Par Radu Portocala.
Ce court billet – talentueux comme les précédents – est paru hier 5 octobre sur la page Facebook de son auteur. Radu Portocala distille des souvenirs qui sonnent comme un écho dans le temps que nous vivons. Et il le fait avec un talent nostalgique et délicat qui appelle sympathie et respect. On le salue.
Dans mon enfance et mon adolescence, à Bucarest, les responsables des magasins où on vendait du café appartenaient, presque tous, à une sorte de confrérie.

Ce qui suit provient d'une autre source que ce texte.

PR #44, opened 2023-09-07
Regular deploys of Balrog & Ship It

bhearsum:
[rendered](https://github.com/mozilla-releng/releng-rfcs/blob/5ddb8281d1507b3b66ef540c49473fd17a422a7c/rfcs/0043-regular-deploys.md)

### DIFF
--- a/rfcs/0044-regular-deploys.md
+++ b/rfcs/0044-regular-deploys.md
@@ -1,0 +1,40 @@
+# RFC 44 - Scheduled Updates & Deploys of Balrog, Ship It, and Scriptworkers
+* Comments: [#44](https://api.github.com/repos/mozilla-releng/releng-rfcs/issues/43)
+* Proposed by: @bhearsum
+
+# Summary
+
+We should regularly update and deploy our most crucial services to product: Balrog, Ship It and Scriptworkers.
+
+## Motivation
+
+As these projects have matured and stabilized the time between deploys has lengthened. Not exercising our deployment pipeline regularly increases the risk that it will be broken at an inopportune time (such as when deploying an urgent fix). Most recently, we had an example of [Balrog's kubernetes configs needing a bump](https://github.com/mozilla-services/cloudops-infra/pull/5041) before deploys could successfully complete.
+
+Additionally, we have not been keeping up on dependency updates in either of these projects. This both increases the risk of security issues cropping up, and the risk of getting far enough out of date that we can no longer take _any_ dependency upgrades without major headaches or overhaul.
+
+# Details
+
+## Backend Dependencies Only
+
+For the time being, we will only updated backend dependencies as part of these. We have much more limited frontend knowledge, and zero tests for frontend - so regular updating of these dependencies poses a much higher risk of bustage, and when it happens, will be more difficult to isolate and fix.
+
+## Process Changes
+
+Few changes will be needed to implement this proposal. We already have tools and processes for updating dependencies and deploying new versions - the main thing needed will be reminders for those on releaseduty. To this end, we will add two new Slack notifications targeting @releng:
+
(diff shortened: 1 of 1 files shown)


gabrielBusta:
Thought - should we also do s-s? We could batch that with shipit.

RE the front-end dependencies on shipit and balrog I could take a stab at it.

bhearsum:
> Thought - should we also do s-s? We could batch that with shipit.

I can definitely see an argument for doing scriptworker-scripts too, yeah! I totally forgot about those when writing this, but they are obviously the other major piece of infra.

> RE the front-end dependencies on shipit and balrog I could take a stab at it.

Can you clarify what you mean here? Even if we were to do a one time update of the dependencies (which is a good idea IMO), doing regular updates after that still carries higher bustage risk due to lack of tests.

gabrielBusta:
> Can you clarify what you mean here? Even if we were to do a one time update of the dependencies (which is a good idea IMO), doing regular updates after that still carries higher bustage risk due to lack of tests.

Oh I see. I was thinking on a tangent about updating React/MUI to the next major version (I see they are still getting security patches so it's not to pressing.) Tests would come in handy :/

bhearsum:
> > Can you clarify what you mean here? Even if we were to do a one time update of the dependencies (which is a good idea IMO), doing regular updates after that still carries higher bustage risk due to lack of tests.
> 
> Oh I see. I was thinking on a tangent about updating React/MUI to the next major version (I see they are still getting security patches so it's not to pressing.) Tests would come in handy :/

I think that's a good thing to do regardless! I'm just not sure doing so would affect anything here (but I could be convinced otherwise).

rfcs/0043-regular-deploys.md
```diff
@@ -0,0 +1,42 @@
...
+Few changes will be needed to implement this proposal. We already have tools and processes for updating dependencies and deploying new versions - the main thing needed will be reminders for those on releaseduty. To this end, we will add two new Slack notifications targeting @releng:
+
+1) A reminder 2 days before the expected deploy date to update the dependencies and deploy to stage. This will give us time to sanity check and ideally fix any issues.
+2) A reminder on deploy day to perform the production deployment.
+
+The other change we will make as part of this is to ensure that RelEng can complete Balrog deployments without the involvement of the SRE team. (This is not strictly necessary to get where we want, but it avoids extra busy work for SREs, and moves in the direction that they would like to go anyways.)
+
+## Schedule
+
+We will do these deploys during the same weeks as Firefox CI Taskcluster deploys, but on different days. Taskcluster deploys happen on Wednesdays, so we should stage these deployments on Tuesdays, and push to production on Thursdays.
```
ahal, line 28: Firefox-CI Taskcluster deploys are going to be moving to Thursdays due to the new beta schedule. Maybe we should just do these the opposite week as fxci deploys?

rfcs/0043-regular-deploys.md
```diff
@@ -0,0 +1,42 @@
...
+
+# Open Questions
+
+* Are we happy with the proposed schedule above?
+* Will we grant RelEng the necessary access in Jenkins to click the deploy button, or remove the need for SREs in some other way?
+* Should we update backend and frontend dependencies? Or just backend? (Frontend upgrades carry more risk because we have no tests for this code.)
```
ahal, line 34: Maybe just backend for now until we are more confident with front-end?

ahal (approved):
I agree with this proposal. Do we want to include scriptworker-scripts? I think more deploys in general isn't necessarily a bad thing.

bhearsum:
> Do we want to include scriptworker-scripts? I think more deploys in general isn't necessarily a bad thing.

Yeah, I think we should. I'll update the proposal to reflect this.

rfcs/0043-regular-deploys.md
bhearsum: Yes - that's a great idea!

Certains les appelaient « les Turcs » pour la seule raison qu’on buvait du « café turc » – celui-là même que les Grecs, par fierté, ont commencé à appeler, après leur libération du joug ottoman, « café grec ». Mais les noms de ces gens finissaient presque toujours en -ian. Leurs parents étaient, certes, venus de Turquie, mais ils étaient Arméniens, réfugiés après l’horreur de 1915. Ceux qui savaient les regardaient avec compassion et sympathie.
Aujourd’hui, l’Arménie vit un nouveau martyre. Dans le silence abominable de ce monde qui se veut si juste. Des Arméniens ne viendront plus nous vendre notre café. Le patriarche arménien ne vivra plus son triste exil parmi nous. Presque rien ne nous rappellera l’Arménie – et les minables se féliciteront de cette amnésie. Peu importe, finalement, qu’on tue de nouveau les Arméniens, puisque les tueurs ont accepté de nous vendre du pétrole – petit arrangement qui flatte notre sens moral, celui-là même qui nous empêche d’acheter le pétrole russe. Nous sommes si hautement ignobles et si bassement imbéciles… La pauvre Arménie aurait tort d’attendre quelque chose de nous. » ■
En effet, je n’ai pas encore vu nos mairies et préfectures pavoiser aux couleurs arméniennes comme elles l’ont fait pour celles de l’Ukraine. Décidément, nous nous indignons quand ça nous chante.